◆ **Aim of the task**
Go through the records below and copy out every line that contains the word "pytest".

◆ **Data supplied**

PR #1220, opened 2022-01-20
CI: print out pytest logs on failure

grst:
## PR checklist

If nextflow fails within `pytest` it is relatively hard to figure out what's going on. At the moment it is necessary to download the artifacts and retrieve the log files from there. This PR prints out the logfiles to the github actions log in case of failure, which I find more convenient.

◆ **Result for this exercise**
CI: print out pytest logs on failure
If nextflow fails within `pytest` it is relatively hard to figure out what's going on. At the moment it is necessary to download the artifacts and retrieve the log files from there. This PR prints out the logfiles to the github actions log in case of failure, which I find more convenient.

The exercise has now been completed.